Place a unified diff file named patch.diff inside the variant directory. The patch is applied on top of the already-copied default source files.

benchmarks/100.webapps/110.dynamic-html/
  nodejs/
    function.js          ← default implementation
    package.json
    llrt/
      patch.diff         ← unified diff applied over the default files

Use this when the variant only needs minor adjustments to the default code (e.g. replacing an async API with a sync one because the alternative runtime lacks full async support, or swapping one import for a built-in equivalent).

Overlay variant (full rewrite)

If the variant directory contains source files (.py / .js, requirements.txt, package.json, …) but no patch.diff, all those files are copied on top of the default files, replacing them completely.

benchmarks/100.webapps/110.dynamic-html/
  nodejs/
    function.js               ← default implementation
    package.json
    bun/
      package.json            ← replaces the default package.json for bun

Use this when the variant needs a substantially different implementation (e.g. a complete rewrite using runtime-specific APIs).

Version-specific package.json for Node.js — a file named package.json.<version> (e.g. package.json.18) inside the variant directory overrides the generic package.json for that specific Node.js/runtime version only.

If neither patch.diff nor any source files exist in the variant directory, the default sources are used unchanged (the variant differs only in its runtime Docker image).

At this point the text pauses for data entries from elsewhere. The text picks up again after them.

PR #7809, opened 2022-02-08
feat: Always Show Workflow Parameters

### LINKED ISSUE #7311: Allow to always pass workflow scoped variable via UI
# Summary

Previously you could submit a workflowtemplate in the UI by passing a parameter manually, it would not matter which entrypoint of the workflow you chose. Now you can only submit a parameter to the workflow if you choose the default entrypoint. If the parameter is workflow scoped, then it should be always possible to pass it regardless of which entrypoint you choose.

Default entrypoint -> able to pass the workflow parameter
image

Picked different entrypoint -> not able to pass the workflow parameter any longer
image

First discussed in https://github.com/argoproj/argo-workflows/issues/7294.

# Use Cases

Within our company we use argo workflows to trigger evaluations of our ML models manually from the UI. We have a workflow with different entrypoints based on the input you want to supply to the ML model. The workflow parameter is always the same and it would be redundant to add this parameter to each entrypoint individually.

---

kennytrytek:
Signed-off-by: Kenny Trytek <kenneth.g.trytek@gmail.com>

Fixes #7311

### Testing
The following GIF shows the submission of the example workflow from https://github.com/argoproj/argo-workflows/issues/7311#issuecomment-1026411700.
* Workflow can be submitted with workflow parameters given, even if a non-default entrypoint is selected.

submission

### DIFF
--- a/ui/src/app/workflows/components/submit-workflow-panel.tsx
+++ b/ui/src/app/workflows/components/submit-workflow-panel.tsx
@@ -44,7 +44,7 @@ export class SubmitWorkflowPanel extends React.Component<Props, State> {
             entrypoints: this.props.templates.map(t => t.name),
             selectedTemplate: defaultTemplate,
             parameters: [] as Parameter[],
-            workflowParameters: this.props.workflowParameters,
+            workflowParameters: JSON.parse(JSON.stringify(this.props.workflowParameters)),
             templates: [defaultTemplate].concat(this.props.templates),
             labels: ['submit-from-ui=true'],
             isSubmitting: false
--- a/ui/src/app/workflows/components/submit-workflow-panel.tsx
+++ b/ui/src/app/workflows/components/submit-workflow-panel.tsx
@@ -1,11 +1,10 @@
+import {Select, Tooltip} from 'argo-ui';
 import * as React from 'react';
 import {Parameter, Template, Workflow} from '../../../models';
 import {uiUrl} from '../../shared/base';
 import {ErrorNotice} from '../../shared/components/error-notice';
-import {services} from '../../shared/services';
-
-import {Select, Tooltip} from 'argo-ui';
 import {TagsInput} from '../../shared/components/tags-input/tags-input';
+import {services} from '../../shared/services';
 
 interface Props {
     kind: string;
@@ -20,6 +19,7 @@ interface State {
     entrypoint: string;
     entrypoints: string[];
     parameters: Parameter[];
+    workflowParameters: Parameter[];
     selectedTemplate: Template;
     templates: Template[];
     labels: string[];
@@ -28,6 +28,7 @@ interface State {
 }
 
 const workflowEntrypoint = '<default>';
+type ParamSelector = 'parameters' | 'workflowParameters';
 
 export class SubmitWorkflowPanel extends React.Component<Props, State> {
     constructor(props: any) {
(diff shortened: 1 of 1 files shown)


kennytrytek:
Hi Stale bot, I'm planning on updating this today.

ui/src/app/workflows/components/submit-workflow-panel.tsx
```diff
@@ -133,36 +125,55 @@ export class SubmitWorkflowPanel extends React.Component<Props, State> {
...
-                            enum: p.enum
-                        }))
-                    });
+                    const update = {} as State;
+                    update[parameterStateName] = this.state[parameterStateName].map(p => ({
+                        name: p.name,
+                        value: p.name === parameter.name ? event.value : this.getValue(p),
+                        enum: p.enum
+                    }));
+                    this.setState(update);
```
alexec, line 134: do you want to use `this.setState(oldState => newState)` version here?

kennytrytek: There is only one example of the pattern you suggested in the code base:
https://github.com/argoproj/argo-workflows/blob/v3.3.1/ui/src/app/shared/components/input-filter.tsx#L63

What would this code gain by using that pattern? All other `setState`s in the UI look like this.

alexec: it is useful it you only want to modify part of the state, which is what I think you are trying to do here

ui/src/app/workflows/components/submit-workflow-panel.tsx
```diff
@@ -28,21 +28,23 @@ interface State {
...
             }
         };
-        const state = {
+        const state: State = {
             entrypoint: workflowEntrypoint,
             entrypoints: this.props.templates.map(t => t.name),
             selectedTemplate: defaultTemplate,
-            parameters: this.props.workflowParameters || [],
+            parameters: [] as Parameter[],
+            workflowParameters: this.props.workflowParameters,
```
alexec, line 47: do we need to make a copy of this object rather than reference if we're going to change it? Use `Object.assign` to copy an object

ui/src/app/workflows/components/submit-workflow-panel.tsx
alexec: I think I'd do this differently, I'd add a new parameters to `displaySelectFieldForEnumValues` named `onChange` and pass in the correct func to it. The decouples the two functions.

ui/src/app/workflows/components/submit-workflow-panel.tsx
```diff
@@ -133,36 +125,55 @@ export class SubmitWorkflowPanel extends React.Component<Props, State> {
...
                 onChange={event => {
-                    this.setState({
-                        parameters: this.state.parameters.map(p => ({
-                            name: p.name,
-                            value: p.name === parameter.name ? event.target.value : this.getValue(p),
-                            enum: p.enum
-                        }))
-                    });
+                    const update = {} as State;
+                    update[parameterStateName] = this.state[parameterStateName].map(p => ({
```
alexec, line 147: As above.

alexec (changes requested):

ui/src/app/workflows/components/submit-workflow-panel.tsx
kennytrytek: >it is useful it you only want to modify part of the state

I'm not convinced that `setState(update)` does _not_ do a partial update. At least, I haven't been able to find any documentation that reads otherwise. I also tried using the arrow function update anyway, but was unable to make it successfully update the state.

>I'd add a new parameters to displaySelectFieldForEnumValues named onChange and pass in the correct func to it

I understand the sentiment here, but I gave up after a few hours of trying to make it work this way. I ran into two problems:
* The update function would lose reference to `this`.
* The `setState` update would appear to work, but didn't actually update any values.

If you have any more specific direction, or just want someone else to make the changes, that would be fine with me.

ui/src/app/workflows/components/submit-workflow-panel.tsx
kennytrytek: Changed to a copy in https://github.com/argoproj/argo-workflows/pull/7809/commits/44da063ac2cb9965d9321d81a0f36276f7db733b.

Issue #8124, opened 2022-03-10
Ensure all links in docs point to the latest stable release rather than master


ChaosInTheCRD:
# Summary
As a consequence of one of my PRs, a bug was introduced into the master branch of the Argo Workflows codebase. This had instant repercussions (see Github Issue [here](https://github.com/argoproj/argo-workflows/issues/7632)) for new users that were consuming the tool. Whenever the docs provide a link to manifests, they point to the master branch (see [here](https://github.com/argoproj/argo-workflows/blob/master/docs/quick-start.md?plain=1#L16)), rather than the latest stable release branch.

The impacts of this are that new users get stalled while trying out the tool due to an unknown bug or change that is not reflected in the documentation, but also could lead to instances where (while it is certainly not best practice) users are running Argo Workflows manifests from `master` branch, which would mean they are using the `:latest` tag on their images (see [here](https://raw.githubusercontent.com/argoproj/argo-workflows/master/manifests/quick-start-postgres.yaml#:~:text=image%3A%20quay.io/argoproj/argocli%3Alatest) for an example.

What change needs making?
Change the docs to point exclusively to manifests at `https://raw.githubusercontent.com/argoproj/argo-workflows/stable/manifests/` rather than `https://raw.githubusercontent.com/argoproj/argo-workflows/master/manifests/`

alexec:
`latest` is a anti-pattern:

* https://medium.com/@mccode/the-misunderstood-docker-tag-latest-af3babfd6375

It does not mean anything. If we do support it as stable, it means operating known bad practice. 

Using master/latest is fine for development environments and I've just updated the installation guide because production set-up has several important steps.

ChaosInTheCRD:
> Using master/latest is fine for development environments and I've just updated the installation guide because production set-up has several important steps.

Personally I wouldn't agree. I think it has a negative impact on those that are trying to use the tool for the first time if they are hit by pre-release bugs and other things? Equally I think the deviation in the fact that Argo CD uses Stable release / semver tags for quick start envs whilst workflows uses master/`:latest`... I don't really see the upside? Maybe I am missing something. I would be interested in hearing the opinion of the ArgoCD community 😄

alexec:
To your first point - it is a good hypothesis - but we’ve never had a user report a pre-release bug from using quick-start. Only edge case bugs tend to get through testing. 

The only problem we seem to have is if users think they have pinned a version, but are in fact using latest. 

Here are some thoughts:

[...]

PR #8165, opened 2022-03-16
feat: Use pinned executor version.

alexec:

This should mitigate the problem for some users.

See #8124

### DIFF
--- a/workflow/controller/config.go
+++ b/workflow/controller/config.go
@@ -3,6 +3,7 @@ package controller
 import (
 	"context"
 	"fmt"
+
 	log "github.com/sirupsen/logrus"
 	"golang.org/x/time/rate"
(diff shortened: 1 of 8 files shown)


workflow/controller/config.go
```diff
@@ -92,7 +98,10 @@ func (wfc *WorkflowController) executorImage() string {
 	if wfc.cliExecutorImage != "" {
 		return wfc.cliExecutorImage
 	}
-	return wfc.Config.GetExecutor().Image
+	if v := wfc.Config.GetExecutor().Image; v != "" {
+		return v
+	}
+	return fmt.Sprintf("quay.io/argoproj/argoexec:" + argo.GetVersion().Version)
```
alexec, line 104: use the same version as the controller

terrytangyuan (approved):
LGTM.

3. Registering variants in config/systems.json

Each deployment system declares which variant images it provides via the variant_images list under the language entry:

"nodejs": {
  "base_images": { "x64": { "18": "node:18-slim", ... }, ... },
  "images": ["run", "build"],
  "variant_images": ["bun", "llrt"]
},
"python": {
  "base_images": { ... },
  "images": ["run", "build"],
  "variant_images": ["pypy"]
}

A variant listed here must have a corresponding Dockerfile.run (see next section) and will be built automatically when build_docker_images.py is invoked without --language-variant.


4. Variant Docker images

Each variant needs its own run-time Docker image stored at:

dockerfiles/<system>/<language>/<variant>/Dockerfile.run

For example:

dockerfiles/local/nodejs/bun/Dockerfile.run
dockerfiles/local/nodejs/llrt/Dockerfile.run
dockerfiles/local/python/pypy/Dockerfile.run

The resulting image is tagged:

<docker_repository>:run.<system>.<language>.<variant>.<version>-<SeBS_version>

e.g. spcleth/serverless-benchmarks:run.local.nodejs.bun.18-1.2.0.


5. Cache isolation

Each variant gets its own cache entry. The cache key for a non-default variant is <language>_<variant> (e.g. nodejs_bun), so default and variant builds never collide. The cache hash includes either the patch.diff or all overlay source files, so any change to the variant code invalidates the cached package automatically.


Summary: checklist for adding a new variant

Step What to do
Declare in benchmark Add the variant name to "variants" in config.json for each benchmark that supports it.
Add source code (if needed) Create benchmarks/<id>/<lang>/<variant>/patch.diff (patch variant) or place replacement source files there (overlay variant).
Add Dockerfile Create dockerfiles/<system>/<lang>/<variant>/Dockerfile.run.
Register in systems.json Add the variant name to variant_images for the appropriate language and system.
Build image Run python tools/build_docker_images.py --deployment <system> --language <lang> --language-variant <variant>.